If - and only if - Lily has come before God in repentance and humility, her sins have been forgiven fully and freely. That is not a loophole in the gospel; it is the gospel. Grace does not recoil at sexual sin, violent sin, public sin or spectacular sin. Jesus did not flinch when a broken woman wept at his feet. He did not ask for her sexual CV before offering forgiveness. He simply said: “Your sins are forgiven.”

And that is wonderful news. For Lily - and for us all.

Real repentence

Lily’s past is not a problem, but the present ambiguity surrounding her repentance may be. According to her recent interview in US Weekly magazine, Lily does not appear to have denounced her sin - nor the harm caused to herself and others - by her public commodifying of sex.

The loudest voices condemning those who turn to Jesus are often the least credible

Unlike Nala, another former OnlyFans star who recently came to Christ, she has not said that she intends to delete her OnlyFans account and put away her old life. That matters. Not because her sins are uniquely bad - Christianity is not a sliding scale of respectability - but because repentance is not optional window-dressing on the Christian life. It is a hinge on which everything turns.

The issue is whether she is turning away from sin and towards Christ.

Baptism is not a PR reset. It is the symbol of a burial. The old self goes under the water and does not come back up. “If anyone is in Christ, he is a new creation,” Paul writes in 2 Corinthians 5:17. New creations do not cling nostalgically to their old chains. They break them.

If Lily is not shaking off her old ways in favour of a new life in Christ, then it was wrong - and unfair - of the priest to baptise her without the discipleship she so desperately needs.

Visible sin

That said, the loudest voices condemning those who turn to Jesus are often the least credible. The modern Pharisees have been out in force - those who sneer at Lily, at Nala and at others whose sins are sexual, visible, and therefore socially convenient to despise.

How many of those tweeting “Christ is King!” and condemning Lily to hell are defiling themselves with pornography on their computer screens on a daily basis? How many are being unfaithful to their wives or husbands – or are treating others as sexual objects? How many are captured by pride? Greed? Lust?

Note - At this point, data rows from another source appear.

PR #1641, opened 2022-11-25
CBL-3921 (workaround): Batch bulk docs

callumbirks:
Modify insertBulkDocs function to batch docs into groups of 200.
I've tested this with as many as 10,000 docs and it works successfully.
This is a workaround to the macOS-specific issue detailed in CBL-3921.

### DIFF
--- a/Replicator/tests/SG.cc
+++ b/Replicator/tests/SG.cc
@@ -175,14 +175,14 @@ bool SG::insertBulkDocs(C4CollectionSpec collectionSpec, slice docsDict_) const 
         return false;
     }
 
+    MutableArray remainingDocsArray = remainingDocs["docs"_sl].asArray().mutableCopy();
+
     C4Log("Bulk Docs: Sending %u docs to SGW", remainingDocs["docs"_sl].asArray().count());
 
     size_t batchNum = 1;
 
     // While there are docs remaining to send
-    for(fleece::Array remainingDocsArray = remainingDocs["docs"_sl].asArray();
-                      remainingDocsArray.count() > 0;
-                      remainingDocsArray = remainingDocs["docs"_sl].asArray())
+    while(remainingDocsArray.count() > 0)
     {
         const uint32_t remainingDocsCount = remainingDocsArray.count();
         // batchSize is the smallest of remainingDocsCount and bulkDocsBatchSize
@@ -191,7 +191,6 @@ bool SG::insertBulkDocs(C4CollectionSpec collectionSpec, slice docsDict_) const 
         C4Log("Bulk Docs: Batch #%zu - %u docs - %u remaining", batchNum++, batchSize, remainingDocsCount - batchSize);
 
         JSONEncoder encSend;
-        JSONEncoder encRetain;
         // Start current batch
         encSend.beginDict();
         encSend.writeKey("docs"_sl);
@@ -208,17 +207,8 @@ bool SG::insertBulkDocs(C4CollectionSpec collectionSpec, slice docsDict_) const 
             C4Log("Bulk Docs: ERROR completing REST request: %s", error.description().c_str());
             return false;
         }
-
-        // Put all remaining docs back into `remainingDocs`
-        encRetain.beginDict();
-        encRetain.writeKey("docs"_sl);
-        encRetain.beginArray();
-        for(uint32_t i = (uint32_t)batchSize; i < remainingDocsCount; ++i) {
-            encRetain.writeValue(remainingDocsArray.get(i));
-        }
-        encRetain.endArray();
-        encRetain.endDict();
-        remainingDocs = FLDoc_FromJSON(encRetain.finish(), nullptr);
+        // Remove the batch from remainingDocs
+        remainingDocsArray.remove(0, batchSize);
     }
     C4Log("Bulk Docs: Complete!");
     return status == HTTPStatus::Created;
--- a/Replicator/tests/SG.cc
+++ b/Replicator/tests/SG.cc
@@ -161,9 +161,66 @@ void SG::flushDatabase() const {
     runRequest("POST", { }, "_flush", nullslice, true);
 }
 
-bool SG::insertBulkDocs(C4CollectionSpec collectionSpec, const slice docsDict) const {
-    HTTPStatus status;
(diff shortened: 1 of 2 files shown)


velicuvlad (approved):

Replicator/tests/SG.cc
```diff
@@ -161,9 +161,66 @@ void SG::flushDatabase() const {
...
+                      remainingDocsArray = remainingDocs["docs"_sl].asArray())
+    {
+        const uint32_t remainingDocsCount = remainingDocsArray.count();
+        // batchSize is the smallest of remainingDocsCount and bulkDocsBatchSize
+        const uint32_t batchSize = remainingDocsCount < bulkDocsBatchSize ? remainingDocsCount : bulkDocsBatchSize;
+
+        C4Log("Bulk Docs: Batch #%zu - %u docs - %u remaining", batchNum++, batchSize, remainingDocsCount - batchSize);
+
+        JSONEncoder encSend;
+        JSONEncoder encRetain;
```
borrrden, line 194: Instead of making this, and recreating a slightly smaller array each time, I suggest making the original array mutable and removing the first `batchSize` elements each time.

Replicator/tests/SG.cc
```diff
@@ -161,9 +161,66 @@ void SG::flushDatabase() const {
...
+    fleece::Doc remainingDocs = FLDoc_FromJSON(docsDict, nullptr);
+
+    // If dict is not in correct format for bulk docs
+    if(!remainingDocs["docs"_sl] || remainingDocs.asDict().count() != 1) {
+        C4Log("ERROR: Incorrect format for bulk docs!");
+        return false;
+    }
+
+    C4Log("Bulk Docs: Sending %u docs to SGW", remainingDocs["docs"_sl].asArray().count());
+
```
borrrden, line 179: Create remainingDocsArray here as `remainingDocsArray = remainingDocs["docs"_sl].asArray().mutableCopy()`

Replicator/tests/SG.cc
```diff
@@ -161,9 +161,66 @@ void SG::flushDatabase() const {
...
+    size_t batchNum = 1;
+
+    // While there are docs remaining to send
+    for(fleece::Array remainingDocsArray = remainingDocs["docs"_sl].asArray();
```
borrrden, line 183: `while(remainingDocsArray.count() > 0)` after the other changes

Replicator/tests/SG.cc
```diff
@@ -161,9 +161,66 @@ void SG::flushDatabase() const {
...
+        encSend.endArray();
+        encSend.endDict();
+        runRequest("POST", collectionSpec, "_bulk_docs", encSend.finish(), false, WITH_ERROR(error), &status, false);
+        if (status != HTTPStatus::Created) {
+            C4Log("Bulk Docs: ERROR completing REST request: %s", error.description().c_str());
+            return false;
+        }
+
+        // Put all remaining docs back into `remainingDocs`
+        encRetain.beginDict();
```
borrrden, line 213: This entire block can be replaced, after the other changes, with `remainingDocsArray.remove(0, batchSize)`

borrrden (changes requested):

Replicator/tests/SG.cc
callumbirks: Thanks Jim, I knew there must be a more efficient way of doing this

callumbirks:
@borrrden Made the changes you suggested, tested with 10k docs.

jianminzhao:
We'd better understand why we have to do it, I think.

callumbirks:
@jianminzhao I’d agree. This is simply a workaround (for now) if we want it. Or if this is down to something to do with MacOS that we can’t fix.

jianminzhao:
Then, put whatever you know in the comment. You mentioned the problem does not appear in Windows, what about Linux?

callumbirks:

Jesus had strong words for such people: “Why do you look at the speck in your brother’s eye,” he asked, “and pay no attention to the log in your own?” (Matthew 7:3).

Many commentators are acting as if Lily Phillips is a worse sinner than they are. But scripture speaks directly against that instinct. Jesus tells us that “whoever has been forgiven little loves little” (Luke 7:47). Conversely, they who have been forgiven much, love much. The woman with the most obvious past may yet become the most devoted disciple.

Serious holiness

The real danger is not that Phillips might be forgiven too easily. The real danger is that she might never be helped to truly repent - and that the watching world sees Christianity as either cruelly judgemental or embarrassingly unserious about holiness.

Time will tell. Jesus himself gave us the test: “You shall know them by their fruits” (Matthew 7:16).

In the meantime, we would do well to lower our pitchforks and raise our prayers. If we truly believe the gospel, we should be desperate - not cynical - for all who are lost to find Jesus. To repent. To be remade.

Christianity is not a sliding scale of respectability

To discover that their body is not a product, their sexuality not a performance, and their worth not up for sale. That they are worthy and beloved as a child of Christ – not through what they have done, but through what Christ has done for them.

That is the invitation Christ offers to Lily Phillips. It is the same invitation he offers to all of us.